Home in on areas for information opportunities among intended audiences.
Our second research focus area involves identifying and validating the community's most significant information needs through a structured, evidence-based approach.
This focus area has helped us to feel confident in abandoning some initial ideas we had about our report and move forward confidently in a new direction. Through triangulation across multiple data sources, including surveys, interviews, and existing research findings, we ended up with high confidence levels in our findings.
Some sample research questions we’ve used for this research area are:
- Based on the challenges we've identified, what information might help community members navigate them more effectively?
- What does existing research tell us about information needs in similar communities?
- How prevalent is this information need across different segments of the community?
- To what extent are current information sources addressing this need adequately?
For our intended audience, this focus helped identify that legal information is a high priority for them. We also found that job opportunities and skills development information showed generational variation, with younger community members more focused on upskilling compared to older counterparts.
Our intended audience also demonstrated a need for information about educational opportunities for children but were largely satisfied with the information available to them.
Narrow in on information distribution methods, including restrictions.
Our third research focus area investigates the channels, patterns, and obstacles that shape information movement within the community. It can’t be overstated that different information travels differently, so we need to think about dissemination methods at the same time as content.
In this stage, our confidence levels for these findings have varied based on data sources, with channel preferences carrying high confidence due to robust survey data, while deeper behavioral patterns carried moderate confidence due to the challenges of direct observation.
Some sample research questions we’ve used for this research area are:
- Which communication channels do different segments of the community prefer for specific types of information?
- What factors prevent community members from accessing or trusting available information?
- How do information-sharing behaviors differ across demographic or psychographic segments?
- What role do trusted intermediaries play in information validation and distribution?
For our intended audience, investigating these questions revealed significant generational differences, with older community members relying more heavily on family networks while younger workers favored digital platforms.
We found that information barriers remained consistent across different types of information, with time constraints, reliability concerns, and comprehension difficulties emerging as primary obstacles for how information reached our intended audience.
Social isolation significantly impacted our intended audience’s information access, with many individuals confined to narrow information networks that reinforced their existing perspectives.
Apply findings to inform direction of further research and dissemination.
Once you’ve finished aggregating and analyzing your findings from your audience research, the next step is to apply them.
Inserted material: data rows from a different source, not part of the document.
PR #121, opened 2022-11-28
fix: avoid panic when not initialized

costela:
## About the changes
Using `IsEnabled` withoug initialization currently panics with a nil deref.

This change eases e.g. integration of unleash in frameworks, allowing optional initialization.

Consumers already have to deal with the fact that the unleash server may be unreachable during a deployment, so even if the initialization works, to be defensive one must assume a _disabled_ feature flag is less harmful than a panicking service.

### DIFF
--- a/unleash.go
+++ b/unleash.go
@@ -37,6 +37,9 @@ type RepositoryListener interface {
 
 // IsEnabled queries the default client whether or not the specified feature is enabled or not.
 func IsEnabled(feature string, options ...FeatureOption) bool {
+	if defaultClient == nil {
+		return false
+	}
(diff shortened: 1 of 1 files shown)


FredrikOseberg (approved):
Seems like a reasonable change! LGTM.

I wonder if we should return the default variant from the GetVariant call if there is no defaultClient to be consistent with the calls here.

costela:
@FredrikOseberg yes, very good point! I took the liberty of also adding a fallback to `Close()`, although I suspect this is less relevant.

FredrikOseberg:
Thanks! I will cut a release including these changes.

PR #123, opened 2022-12-12
force getVariant to also add to the feature toggle metrics counter

sighphyre:
This forces resolving a variant to correctly add to the feature toggle counter metrics. Also fixes an issue where variants wouldn't get counted for the default/disabled case (brings this SDK inline with the behaviour of its siblings)

### DIFF
--- a/client.go
+++ b/client.go
@@ -315,6 +315,15 @@ func (uc *Client) isEnabled(feature string, options ...FeatureOption) (enabled b
 //
 // It is safe to call this method from multiple goroutines concurrently.
 func (uc *Client) GetVariant(feature string, options ...VariantOption) *api.Variant {
+	variant, enabled := uc.getVariant(feature, options...)
+	defer func() {
+		uc.metrics.countVariants(feature, enabled, variant.Name)
+	}()
+	return variant
+}
+
+// getVariant abstracts away the logic for resolving a variant without metrics
+func (uc *Client) getVariant(feature string, options ...VariantOption) (*api.Variant, bool) {
 	defaultVariant := api.GetDefaultVariant()
 	var opts variantOption
 	for _, o := range options {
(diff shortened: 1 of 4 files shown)


client.go
```diff
@@ -315,6 +315,15 @@ func (uc *Client) isEnabled(feature string, options ...FeatureOption) (enabled b
...
 func (uc *Client) GetVariant(feature string, options ...VariantOption) *api.Variant {
+	variant, enabled := uc.getVariant(feature, options...)
+	defer func() {
+		uc.metrics.countVariants(feature, enabled, variant.Name)
+	}()
+	return variant
+}
+
+// getVariant abstracts away the logic for resolving a variant without metrics
+func (uc *Client) getVariant(feature string, options ...VariantOption) (*api.Variant, bool) {
```
sighphyre, line 326: Moves the variant resolution code into its own method so that we can correctly count disabled/default variants

metrics.go
```diff
@@ -230,11 +230,13 @@ func (m *metrics) count(name string, enabled bool) {
...
 }
 
-func (m *metrics) countVariants(name string, variantName string) {
+func (m *metrics) countVariants(name string, enabled bool, variantName string) {
 	if m.options.disableMetrics {
 		return
 	}
 
+	m.add(name, enabled, 1)
+	m.metricsChannels.count <- metric{Name: name, Enabled: enabled}
```
sighphyre, line 239: I believe this is necessary but I'm not 100% sure - since we're now incrementing the counter for feature toggles, it makes sense to now add this to the channel

gastonfournier:
I have refactored in a way I think it's simpler to maintain: https://github.com/Unleash/unleash-client-go/pull/124 but having issues with the coverage report which I can't make sense of

gastonfournier:
Closing in favor of https://github.com/Unleash/unleash-client-go/pull/124

PR #135, opened 2023-08-02
feat: add variant strategy support

sjaanus:


.github/workflows/build.yml
```diff
@@ -15,7 +15,7 @@ jobs:
         name: Checkout client specifications
         with:
           repository: Unleash/client-specification
-          ref: refs/tags/v4.1.0
+          ref: refs/tags/v4.3.1
```
sjaanus, line 18: Update client spec to latest

api/feature.go
```diff
@@ -63,12 +63,12 @@ func (fr FeatureResponse) SegmentsMap() map[int][]Constraint {
...
 	}
 
-	return segments;
+	return segments
 }
 
 // Get variant for a given feature which is considered as enabled
-func (f Feature) GetVariant(ctx *context.Context) *Variant {
-	if f.Enabled && len(f.Variants) > 0 {
+func (f VariantCollection) GetVariant(ctx *context.Context) *Variant {
```
sjaanus: Instead of feature, now variant can be resolved from Strategy.

client.go
```diff
@@ -243,12 +243,12 @@ func (uc *Client) IsEnabled(feature string, options ...FeatureOption) (enabled b
...
 	}()
 
-	return uc.isEnabled(feature, options...)
+	return uc.isEnabled(feature, options...).Enabled
 }
 
 // isEnabled abstracts away the details of checking if a toggle is turned on or off
 // without metrics
-func (uc *Client) isEnabled(feature string, options ...FeatureOption) (enabled bool) {
+func (uc *Client) isEnabled(feature string, options ...FeatureOption) api.StrategyResult {
```
sjaanus, line 251: Instead of simple boolean, we are now returning complex object, that includes variant.

client.go
```diff
@@ -304,11 +316,33 @@ func (uc *Client) isEnabled(feature string, options ...FeatureOption) (enabled b
 		if ok, err := constraints.Check(ctx, allConstraints); err != nil {
 			uc.errors <- err
 		} else if ok && foundStrategy.IsEnabled(s.Parameters, ctx) {
-			return true
+			if s.Variants != nil && len(s.Variants) > 0 {
+				groupIdValue := s.Parameters[strategy.ParamGroupId]
+				groupId, ok := groupIdValue.(string)
+				if !ok {
```
sjaanus, line 322: If strategy does not have groupId, then bad data and return disabled

client.go
```diff
@@ -304,11 +316,33 @@ func (uc *Client) isEnabled(feature string, options ...FeatureOption) (enabled b
...
+
+				return api.StrategyResult{
+					Enabled: true,
+					Variant: api.VariantCollection{
+						GroupId:  groupId,
+						Variants: s.Variants,
+					}.GetVariant(ctx),
+				}
+			} else {
+				return api.StrategyResult{
```
sjaanus, line 336: If strategy does not have variants, just return true and use old variants.

client.go
```diff
@@ -365,11 +401,18 @@ func (uc *Client) getVariantWithoutMetrics(feature string, options ...VariantOpt
...
+	if strategyResult.Variant != nil {
+		return strategyResult.Variant
+	}
+
 	if len(f.Variants) == 0 {
 		return defaultVariant
 	}
 
-	return f.GetVariant(ctx)
+	return api.VariantCollection{
```
sjaanus, line 412: If code runs here, then strategy variants were not found, use old variants

kwasniew (approved):

PR #137, opened 2023-08-23
Use fallback value if client is not initialized

Lucaber:
## About the changes
If no defaultClient is initialized, we should return the provided fallback value instead of `false`.


FredrikOseberg:
> ## About the changes
> If no defaultClient is initialized, we should return the provided fallback value instead of `false`.

@Lucaber 

Apologies it took us this long to get it to this. This looks reasonable to me, would it be possible for you to fix the conflict here?

Lucaber:
rebased

FredrikOseberg (approved):
LGTM

PR #138, opened 2023-09-01
test: benchmark feature toggle evaluation

nunogois:
After discussing with @gardleopard we were interested in a naïve and simple benchmark for feature toggle evaluation in a language like Go.

This can be ran with a command like: `go test -run=^$ -bench=BenchmarkFeatureToggleEvaluation -benchtime=10s`

Here's an example of how the output could look like:
> ❯ go test -run=^$ -bench=BenchmarkFeatureToggleEvaluation -benchtime=10s
goos: darwin
goarch: arm64
pkg: github.com/Unleash/unleash-client-go/v3
BenchmarkFeatureToggleEvaluation-8      Final Estimated Operations Per Day: 101.131 billion (1.011315e+11)
13635154               854.3 ns/op
PASS
ok      github.com/Unleash/unleash-client-go/v3 13.388s

The `-8` in `BenchmarkFeatureToggleEvaluation-8` stands for 8 cores (all the cores in my M1 CPU).
**Clarification**: This version of the code is actually only using 1 core, no parallelism.

I couldn't find a way of initializing our Unleash client without a listener, so I added a simple `NoOpListener`.

### DIFF
--- a/README.md
+++ b/README.md
@@ -292,7 +292,9 @@ Run race-tests:
 
 You can benchmark feature toggle evaluation by running:
 
-    go test -run=^$ -bench=BenchmarkFeatureToggleEvaluation -benchtime=10s
+```
+go test -run=^$ -bench=BenchmarkFeatureToggleEvaluation -benchtime=10s
+```
 
 Here's an example of how the output could look like:
 
--- a/README.md
+++ b/README.md
@@ -203,11 +203,12 @@ This client uses go routines to report several events and doesn't drain the chan
 
 ### Feature Resolver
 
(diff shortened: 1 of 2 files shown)


gardleopard (approved):
We tested this together and I love it! Would be good to add the how to run this in the README.md as well.

nunogois:
> We tested this together and I love it! Would be good to add the how to run this in the README.md as well.

Added a new mention to the benchmark in the README, let me know what you think. Addressed in https://github.com/Unleash/unleash-client-go/pull/138/commits/b9dc62449ffb3413ba9468646a112064e58c2a0c

PR #140, opened 2023-09-26
Feat/dependent feature toggles

FredrikOseberg:
Implements dependent feature toggles for the golang-sdk

### DIFF
--- a/api/feature.go
+++ b/api/feature.go
@@ -53,11 +53,12 @@ type Feature struct {
 }
 
 type FeatureDependencies struct {
-	// The name of the feature toggle we depend upon
+	// Feature is the name of the feature toggle we depend upon
 	Feature string `json:"feature"`
-	// Possible support for depending on a variant in the future
+	// Variants contains a string of variants that the dependency should resolve to
 	Variants *[]string `json:"variants"`
-
+	// Enabled is the property that determines whether the dependency should be on or off
+	// If the property is absent from the payload it's assumed to be default on
 	Enabled *bool `json:"enabled"`
 } 	
 
--- a/api/feature.go
+++ b/api/feature.go
@@ -47,7 +47,19 @@ type Feature struct {
 
 	// Variants is a list of variants of the feature toggle.
 	Variants []VariantInternal `json:"variants"`
+
+	// Dependencies is a list of feature toggle dependency objects
+	Dependencies *[]FeatureDependencies `json:"dependencies"`
 }
+
+type FeatureDependencies struct {
+	// The name of the feature toggle we depend upon
+	Feature string `json:"feature"`
+	// Possible support for depending on a variant in the future
+	Variants *[]string `json:"variants"`
+
+	Enabled *bool `json:"enabled"`
+} 	
 
 func (fr FeatureResponse) FeatureMap() map[string]interface{} {
 	features := map[string]interface{}{}
--- a/api/feature.go
+++ b/api/feature.go
@@ -49,10 +49,10 @@ type Feature struct {
 	Variants []VariantInternal `json:"variants"`
 
 	// Dependencies is a list of feature toggle dependency objects
-	Dependencies *[]FeatureDependencies `json:"dependencies"`
+	Dependencies *[]Dependency `json:"dependencies"`
 }
 
-type FeatureDependencies struct {
+type Dependency struct {
 	// Feature is the name of the feature toggle we depend upon
 	Feature string `json:"feature"`
 	// Variants contains a string of variants that the dependency should resolve to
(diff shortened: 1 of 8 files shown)


client.go
```diff
@@ -345,6 +340,48 @@ func (uc *Client) isEnabled(feature string, options ...FeatureOption) api.Strate
...
+        if parentToggle.Dependencies != nil && len(*parentToggle.Dependencies) > 0 {
+            return false
+        }
+
+		// According to the schema, if the enabled property is absent we assume it's true.
+        if parent.Enabled == nil {
+            if parent.Variants != nil && len(*parent.Variants) > 0 {
+                variantName := uc.getVariantWithoutMetrics(parent.Feature, WithVariantContext(context)).Name
+                if contains(*parent.Variants, variantName) {
+                    continue
```
kwasniew: not sure how idiomatic continue is in golang but I'd rather negate the contains and early exit with return false

client.go
```diff
@@ -345,6 +340,48 @@ func (uc *Client) isEnabled(feature string, options ...FeatureOption) api.Strate
 	}
 }
 
+func (uc *Client) isParentDependencySatisfied(feature *api.Feature, context context.Context) bool {
```
kwasniew, line 342:
```
func (uc *Client) isParentDependencySatisfied(feature *api.Feature, context context.Context) bool {
    if feature == nil || feature.Dependencies == nil || len(*feature.Dependencies) == 0 {
        return true
    }

    for _, parent := range *feature.Dependencies {
        parentToggle := uc.repository.getToggle(parent.Feature)
        isEnabled := uc.isEnabled(parent.Feature, WithContext(context)).Enabled

        if parentToggle == nil || 
           (parentToggle.Dependencies != nil && len(*parentToggle.Dependencies) > 0) || 
           (parent.Enabled != nil && !isEnabled) {
            return false
        }

        if parent.Enabled == nil {
            variantName := uc.getVariantWithoutMetrics(parent.Feature, WithVariantContext(context)).Name
            hasValidVariant := parent.Variants != nil && len(*parent.Variants) > 0 && contains(*parent.Variants, variantName)
            
            if !hasValidVariant && !isEnabled {
                return false
            }
        }
    }

    return true
}
```

FredrikOseberg: Unless we write an every helper, we can't return out here or we will exit the entire function without properly looping over all the dependencies.

api/feature.go
```diff
@@ -47,6 +47,19 @@ type Feature struct {
 
 	// Variants is a list of variants of the feature toggle.
 	Variants []VariantInternal `json:"variants"`
+
+	// Dependencies is a list of feature toggle dependency objects
+	Dependencies *[]FeatureDependencies `json:"dependencies"`
+}
+
+type FeatureDependencies struct {
```
kwasniew: I called this just Dependency in Node SDK with an option to other dependencies. The property inside Feature is indicating what type of dependency it is. If we don't expose this type in the public API then I'm ok with any name.

client.go
```diff
@@ -254,31 +254,25 @@ func (uc *Client) isEnabled(feature string, options ...FeatureOption) api.Strate
...
-		if opts.fallbackFunc != nil {
-			return api.StrategyResult{
-				Enabled: opts.fallbackFunc(feature, ctx),
-			}
-		} else if opts.fallback != nil {
+		return handleFallback(opts, feature, ctx)
+	}
+
+	if f.Dependencies != nil && len(*f.Dependencies) > 0 {
+		parentEnabled := uc.isParentDependencySatisfied(f, *ctx)
```
kwasniew: isn't it more than parent enabled? the variable name may be misleading

client.go
```diff
@@ -254,31 +254,25 @@ func (uc *Client) isEnabled(feature string, options ...FeatureOption) api.Strate
...
 	if f == nil {
-		if opts.fallbackFunc != nil {
-			return api.StrategyResult{
-				Enabled: opts.fallbackFunc(feature, ctx),
-			}
-		} else if opts.fallback != nil {
+		return handleFallback(opts, feature, ctx)
+	}
+
+	if f.Dependencies != nil && len(*f.Dependencies) > 0 {
```
kwasniew, line 268: I'm curious why you decided to do this check outside the isParentDependencySatisfied. I made the opposite decision but didn't have a strong opinion here

kwasniew (approved):
Looks good!

client.go
FredrikOseberg: To me it made more sense readability wise. If I don't have dependencies or the length of dependencies is 0 then I don't need to do check if `isParentDependencySatisfied(f, *ctx)`. Moving it inside that function obfuscates the check that determines whether or not that function should actually be run. I don't have strong opinions about this either, but I found it easier to reason about this way because now the function is limited to doing one thing and one thing only.

client.go
FredrikOseberg: Agree

api/feature.go
FredrikOseberg: Dependency works fine

PR #1361, opened 2024-05-26
feat: opt plus

### LINKED ISSUE #825: Implement OPT+ operator

jeswr:
Supercedes  #1341 and closes #825


packages/actor-query-operation-leftjoin/lib/ActorQueryOperationLeftJoin.ts
```diff
@@ -2,16 +2,20 @@ import { BindingsFactory } from '@comunica/bindings-factory';
...
+  IJoinEntry,
+  IQueryOperationResultBindings,
+} from '@comunica/types';
 import type { Algebra } from 'sparqlalgebrajs';
 
-/**
- * A comunica LeftJoin Query Operation Actor.
- */
-export class ActorQueryOperationLeftJoin extends ActorQueryOperationTypedMediated<Algebra.LeftJoin> {
+export abstract class ActorQueryOperationLeftJoinAbstract
```
rubensworks, line 17: Hrmm, introducing new abstract actors to achieve common logic feels icky.
Comunica's architecture has been designed to achieve this through composition instead of extension.

This actually would be a good reason to move the optplus logic to the rdf-join bus. Then we don't have to duplicate the common join logic.
Do you agree?

jeswr: >  Do you agree?

That was my original intuition as well, but it doesn't work well in practice because the `getJoinCoefficients` method cannot be implemented when the actual `join` is being delegated to another actor - because there is no public API for getting the coefficients of the actor selected by the mediator.

rubensworks: > but it doesn't work well in practice because the getJoinCoefficients method cannot be implemented when the actual join is being delegated to another actor 

Right, I see the issue.

But, since this new join actor should be the only optional join actor in the bus, the join coefficients don't matter that much. So it may be ok here to just have dummy coefficients in there (`0` for all, and perhaps `n+m` for `iterations`).

Do you agree with this approach?

jeswr: Done in #1371.

PR #1362, opened 2024-05-26
fix: fix stats

### LINKED ISSUE #1354: Stats writer produces wrong totals

jeswr:
Closes #1354

### DIFF
--- a/packages/actor-query-result-serialize-stats/lib/ActorQueryResultSerializeStats.ts
+++ b/packages/actor-query-result-serialize-stats/lib/ActorQueryResultSerializeStats.ts
@@ -68,9 +68,14 @@ export class ActorQueryResultSerializeStats extends ActorQueryResultSerializeFix
 
     const startTime = this.now();
     let result = 1;
+    
+    const createFooter = (startTime: number) => this.createFooter(startTime);
+    function *end() {
+      yield createFooter(startTime)
+    }
     const stream = wrap(resultStream)
       .map(() => this.createStat(startTime, result++))
-      .append([ this.createFooter(startTime) ]);
+      .append(wrap(end()));
 
     this.pushHeader(data);
     data.wrap(<any> stream);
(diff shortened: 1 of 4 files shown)


packages/actor-query-result-serialize-stats/lib/ActorQueryResultSerializeStats.ts
```diff
@@ -68,9 +68,13 @@ export class ActorQueryResultSerializeStats extends ActorQueryResultSerializeFix
...
     const startTime = this.now();
     let result = 1;
+
+    function* end(cb: () => string): Generator<string> {
+      yield cb();
+    }
     const stream = wrap(resultStream)
       .map(() => this.createStat(startTime, result++))
-      .append([ this.createFooter(startTime) ]);
+      .append(wrap(end(() => this.createFooter(startTime))));
```
rubensworks, line 77: Have you manually confirmed that this produces the expected output now?

Because I would expect that `wrap` creates an asynciterator with `autoStart: true`, and therefore eagerly creates the footer before it's actually needed.
But I could be incorrect of course.

jeswr: It should use the [`WrappingIterator`](https://github.com/RubenVerborgh/AsyncIterator/blob/266e5deb20df6d9033f01c137bcafee6721b1215/asynciterator.ts#L2223) which has no buffering and thus no autostart, instead pulling elements on-demand.

Will double check with a `stats` integration test.

rubensworks: Aha, then I will probably be wrong indeed.

jeswr:
https://github.com/comunica/comunica/pull/1362/commits/89c7878b87be16310eab8a52c93c86027389f55f supercedes https://github.com/comunica/comunica/pull/1356 and removes the lines commented upon.

rubensworks:
Thanks! :-)

PR #1363, opened 2024-05-26
chore: enable windows and mac ci

### LINKED ISSUE #798: Run CI on windows and mac
#### Issue type:

____
#### Description:

As we have migrated to GitHub Actions to run our CI, it should be easy to run on Windows and Mac as well.
Essentially, we need to add `macos-latest` and `windows-latest` to the test job in our CI.
However, [tests seem to fail](https://github.com/comunica/comunica/runs/2174042973?check_suite_focus=true), which is why it isn't enabled yet.

May be related to #713 and #616.

-----

## Bounty

| |
|-|
| €272 |

jeswr:
Closes #798


.github/workflows/ci.yml
```diff
@@ -59,9 +94,11 @@ jobs:
...
           parallel: true
       - name: Run spec tests
-        run: npx lerna run spec --concurrency 1
-      - name: Run integration tests
-        run: npx lerna run integration --concurrency 1
+        run: cd engines/query-sparql && yarn run spec
+      - run: cd engines/query-sparql && yarn run integration
+      - run: cd engines/query-sparql-file && yarn run integration
+      - run: cd engines/query-sparql-rdfjs && yarn run integration
+      - run: cd engines/query-sparql-rdfjs-lite && yarn run integration
```
jeswr, line 101: I've done this due to there seeming to be an issue with the way `lerna run` plays with the `windows-latest` CI https://github.com/lerna/lerna/issues/4014.

.github/workflows/ci.yml
```diff
@@ -7,11 +7,41 @@ concurrency:
 
 jobs:
 
+  build:
```
rubensworks, line 10: While I see this speeds up builds, this skips building on windows (and mac), which is something we'll want to check as well.

.github/workflows/ci.yml
rubensworks: Could you add a TODO comment in the workflow file referring to the lerna issue together with the old `lerna run` command?

rubensworks (changes requested):

engines/query-sparql/test/util.ts
```diff
@@ -1,42 +1,26 @@
...
-    persisterOptions: { fs: { recordingsDir }},
-    recordFailedRequests: true,
-    matchRequestsBy: {
-      headers: {
-        exclude: [ 'user-agent' ],
-      },
-    },
-  });
-}
+export async function fetch(...args: Parameters<typeof fetchFn>): ReturnType<typeof fetchFn> {
```
rubensworks, line 8: I would prefer to stick with Polly if possible.
I'm afraid we'll introduce other problems with our custom script that Polly has had years to stabilize over.

If the problem is related to long filenames, then I suspect Polly will have a way to somehow shortening them.

.github/workflows/ci.yml
jeswr, line 101:
```suggestion
      #  TODO: Reintroduce `npx lerna run` command when https://github.com/lerna/lerna/issues/4014 is resolved
      #  run: npx lerna run spec --concurrency 1
        run: cd engines/query-sparql && yarn run spec
      #  TODO: Reintroduce `npx lerna run` command when https://github.com/lerna/lerna/issues/4014 is resolved
      #  npx lerna run integration --concurrency 1
      - run: cd engines/query-sparql && yarn run integration
      - run: cd engines/query-sparql-file && yarn run integration
      - run: cd engines/query-sparql-rdfjs && yarn run integration
      - run: cd engines/query-sparql-rdfjs-lite && yarn run integration
```

engines/query-sparql/test/util.ts
jeswr: > I had a go at extending this persistor to make my own custom persistor but it was non-trivial. I will briefly continue with that attempt.

In starting to look into this I've noticed that Polly is not caching all responses needed in e2e tests [and 23 tests fail when tests are run offline](https://pastebin.com/K9N8Yw75). This means that Comunica tests will start failing if any of fragments.dbpedia.org, xmlns.com or www.rubensworks.net are down and to me serves as a good argument for updating this mechanism anyway.

.github/workflows/ci.yml
jeswr: Note to self - it appears that the lerna issue is from the fact that there is a file called `lerna.js` in the root and so on windows `lerna ...` trys to open that file rather than run the `lerna` command.

PR #1371, opened 2024-06-02
feat: implement optplus as a join actor

### LINKED ISSUE #825: Implement OPT+ operator

jeswr:
Supercedes #1361 and closes #825


engines/config-query-sparql/config/rdf-join/actors.json
```diff
@@ -3,8 +3,7 @@
     "https://linkedsoftwaredependencies.org/bundles/npm/@comunica/config-query-sparql/^3.0.0/components/context.jsonld"
   ],
   "import": [
-    "ccqs:config/rdf-join/actors-inner.json",
-    "ccqs:config/rdf-join/actors-minus.json",
+    "ccqs:config/rdf-join/actors-base.json",
```
rubensworks, line 6: I would not introduce an actors-base file, it's clearer IMO to just have the imports directly.

engines/config-query-sparql/config/rdf-join/actors-streaming.json
```diff
@@ -0,0 +1,9 @@
+{
```
rubensworks, line 1: All of our operators are streaming, so the filename is a bit of a misnomer.
"monotonic" would be better.

But maybe we don't need this file anyways. I suspect this is here for usage in the link traversal repo,
but we won't be able to import it because link traversal has a custom rdf-join actors file.

engines/config-query-sparql/config/config-default.json
```diff
@@ -3,59 +3,7 @@
...
-    "ccqs:config/rdf-resolve-hypermedia-links/mediators.json",
-    "ccqs:config/rdf-resolve-hypermedia-links-queue/actors.json",
-    "ccqs:config/rdf-resolve-hypermedia-links-queue/mediators.json",
-    "ccqs:config/rdf-serialize/actors.json",
-    "ccqs:config/rdf-serialize/mediators.json",
-    "ccqs:config/rdf-update-hypermedia/actors.json",
-    "ccqs:config/rdf-update-hypermedia/mediators.json",
-    "ccqs:config/rdf-update-quads/actors.json",
-    "ccqs:config/rdf-update-quads/mediators.json"
+    "ccqs:config/config-base.json",
```
rubensworks, line 6: See my comment in rdf-join, I don't think we need any changes to the `config-` files in this repo.

rubensworks (changes requested):
Just some minor config comments, everything else looks good!

rubensworks:
Super, this is perfect, thanks @jeswr!

PR #1377, opened 2024-06-16
chore: remove actor-http-native

jeswr:
It is already stated in the readme that this package is deprecated, so I don't see why it needs to keep having updated releases.

I am opening this PR to delete this now as this package use the `parse-link-header` package which is not ESM compatible, and so this package cannot be updated to ESM unless we do maintenance to change out this dependency as I am doing with other packages.


rubensworks:
This package used to have better performance than the fetch-based one.
It's been a while since I tested this, so this may be different now.
If it's not too much work to replace the `parse-link-header` dep in this package with another one, I'd rather keep it, for performance comparison reasons.
If it _is_ too much work, then we need a performance check first to confirm that the fetch-based impl is faster than this one.

jeswr:
It would appear that the difference is negligible on average

```bash
$ npx ts-node test.ts 
[class ActorHttpFetch extends ActorHttp] http://example.org
103.52
1.48
1.96
[class ActorHttpFetch extends ActorHttp] https://www.rubensworks.net/
97.87
1.15
1.46
[class ActorHttpNative extends ActorHttp] http://example.org
97.13
1.54
1.96
[class ActorHttpNative extends ActorHttp] https://www.rubensworks.net/
99.34
1.45
1.77
$ npx ts-node test.ts 
[class ActorHttpNative extends ActorHttp] http://example.org
90.09
1.74
2.24
[class ActorHttpNative extends ActorHttp] https://www.rubensworks.net/
86.54
1.43
1.78
[class ActorHttpFetch extends ActorHttp] http://example.org
87.36
1.39
1.93
[class ActorHttpFetch extends ActorHttp] https://www.rubensworks.net/
88.25
1.4
1.85
```

Results were obtained running
```ts
import { Bus, ActionContext } from '@comunica/core';
import { ActorHttpNative } from './packages/actor-http-native/lib/index';
import { ActorHttpFetch } from './packages/actor-http-fetch/lib/index';
import { ActorHttp } from '@comunica/bus-http';

async function run() {
    for (const Actor of [ActorHttpNative, ActorHttpFetch]) {
        for (const url of ['http://example.org', 'https://www.rubensworks.net/']) {
            const times: [number, number, number][] = [];
            for (let i = 0; i < 100; i++) {
                const fetch = new ActorHttpFetch({
                    name: 'actor-http',
                    bus: new Bus({
                        name: 'bus',
                    }),
                });
        
                let tim: [number, number, number] = [0, 0, 0]
                times.push(tim);
            
                const startTime = Date.now();
                const res = await fetch.run({ input: 'http://example.org', context: new ActionContext() });
                const endTime = Date.now();
                tim[0] = endTime - startTime;
            
                ActorHttp.toNodeReadable(res.body).on('data', (data: any) => {
                    tim[1] = Date.now() - endTime;
                }).on('end', () => {
                    tim[2] = Date.now() - endTime;
                    // console.log(tim);
                });
            }
        
            setTimeout(() => {
                console.log(Actor, url)
                console.log(times.map(t => t[0]).reduce((a, b) => a + b) / times.length);
                console.log(times.map(t => t[1]).reduce((a, b) => a + b) / times.length);
                console.log(times.map(t => t[2]).reduce((a, b) => a + b) / times.length);
            }, 500);
            }
        }
}

run();
```

rubensworks:
Ok, that's great!
There may also be a difference in browser performance, do you have insights on that?

jeswr:
So I had some variables wrong in the above experiment, turns out `ActorHttpFetch` is about 2x faster on node on average (c.f. https://github.com/jeswr/comunica-perf/actions/runs/9927282637/job/27422034531#step:6:11); which provides even more support to remove `actor-http-native`.

Trying to run browser tests but running into webpack issues that I'll create an issue for now.

rubensworks:
> So I had some variables wrong in the above experiment, turns out ActorHttpFetch is about 2x faster on node on average 

That's really good to hear!

> Trying to run browser tests but running into webpack issues that I'll create an issue for now.

https://www.npmjs.com/package/node-polyfill-webpack-plugin should resolve these issues.
If you already tried this, I would prefer if we could keep `actor-http-native`, but somehow exclude it from ESM-ification. Would this be easy to achieve?

jeswr:
> https://www.npmjs.com/package/node-polyfill-webpack-plugin should resolve these issues.

I've already tried that on [this branch](https://github.com/jeswr/comunica-perf/tree/webpack-attempt).

> If you already tried this, I would prefer if we could keep actor-http-native, but somehow exclude it from ESM-ification. Because we don't know what the impact on browsers is atm. Would this be easy to achieve?

It should be feasible to exclude. That said, I'm not sure I see the benefit of keeping it given that `actor-http-native` is not used in any configurations in this repo and I'm also not sure would successfully bundle in any other projects due to the webpack issues demonstrated above.

rubensworks:
> It should be feasible to exclude.

Let's exclude it then.

> That said, I'm not sure I see the benefit of keeping it given that actor-http-native is not used in any configurations in this repo and I'm also not sure would successfully bundle in any other projects due to the webpack issues demonstrated above.

I'm sure the issues can be fixed (but this is definitely not required for this PR and bounty).
I just want to keep the package around for future browser-based experiments (especially for TPF/QPF, as we used the native actor for them in the past). Once we have proof that fetch is faster in browsers as well, we can safely remove the actor.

Perhaps you uncovered new information needs during your research, which guides your newsroom to pivot from planned coverage and use resources instead on a new topic area to meet this need.
Or you may have discovered that your audience prefers a particular information channel, such as YouTube, and your team decides to expand to video coverage rather than web and text-based social media presence.
Conducting audience research continuously, or again in the future, will guide your understanding of how to serve your audience, especially as their context and needs are likely to change over time, including as a result of your work.
Future audience research phases can be even more fruitful if building on existing research, prior coverage, and habituated audiences.